The Free Press reported yesterday there was a possibility the city could lose the May hockey tournament if the dispute over what beer would be sold at the arena wasn't resolved soon.
"There's a settlement in principle," London Knights governor Trevor Whiffen said. "It just needs to be signed off by all the parties."
The Knights are host team at this year's Memorial Cup.
Molson is a major sponsor of the tournament, which runs May 21-29 at the downtown arena bearing the Labatt name. The brewery paid $4.5 million to have its name on the building and the rights to sell beer.
DeCicco spent much of yesterday on the phone mediating a deal to let the 10-day tournament go off without a hitch.
"You need to keep moving forward and you don't want to get stalled on any item at all," Whiffen said of the quick deal. "You don't want to have issues to sidetrack you. This was very important, but we still have a thousand things to do as we prepare to make this the best Memorial Cup ever seen.

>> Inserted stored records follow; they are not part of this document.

PR #98, opened 2024-03-19
Add CVSS3.x scoring to advisories.

bobmcwhirter:
Add related CVSS enums and entities/models to the DB.

### DIFF
--- a/common/src/cvss3.rs
+++ b/common/src/cvss3.rs
@@ -1,0 +1,358 @@
+use std::fmt::{Display, Formatter};
+use std::str::FromStr;
+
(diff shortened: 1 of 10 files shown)


ctron (approved):
I think having the CVSS stuff in a dedicated crate, or contributed to the `cvss` crate might make sense: https://github.com/rustsec/rustsec/tree/main/cvss

bobmcwhirter:
I agree probably pulling into a crate. 

The upstream crate seems... elderly `Updated: almost 2 years ago`

And CVSS4 is now a thing we should address.

Next PR I'll at least shuffle it up to another crate within our tree perhaps?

"With this (settlement), we're at the stage we need to be at."
Molson and Labatt issued separate statements earlier yesterday, assuring that London was in no danger of losing the tournament and that a deal would be reached.
"They . . . sent (statements) out because they obviously want to be really clear that they're going to work to resolve the issue," DeCicco said, though she wouldn't confirm a deal.
No details of the compromise reached by Molson and Labatt were available.
David Jones, director of public relations for Molson Canada, said from Toronto that disputes like this one are not uncommon.
"As with any sporting event, there are sponsors and there are rights associated with that, and the dispute here is over pouring rights," Jones said.
He said the settlement would "be something we're all happy with. It will be a combination of our product and their product."
Jones confirmed the name John Labatt Centre will remain on the building during the tournament.
Labatt initially believed it was going to be shut out of beer sales during the event.
A similar beer battle between Labatt and Molson saw London lose the 2003 Canadian Hockey League-NHL top prospects game to Kitchener.
DeCicco was called in to mediate and the 2004 game was played at the JLC.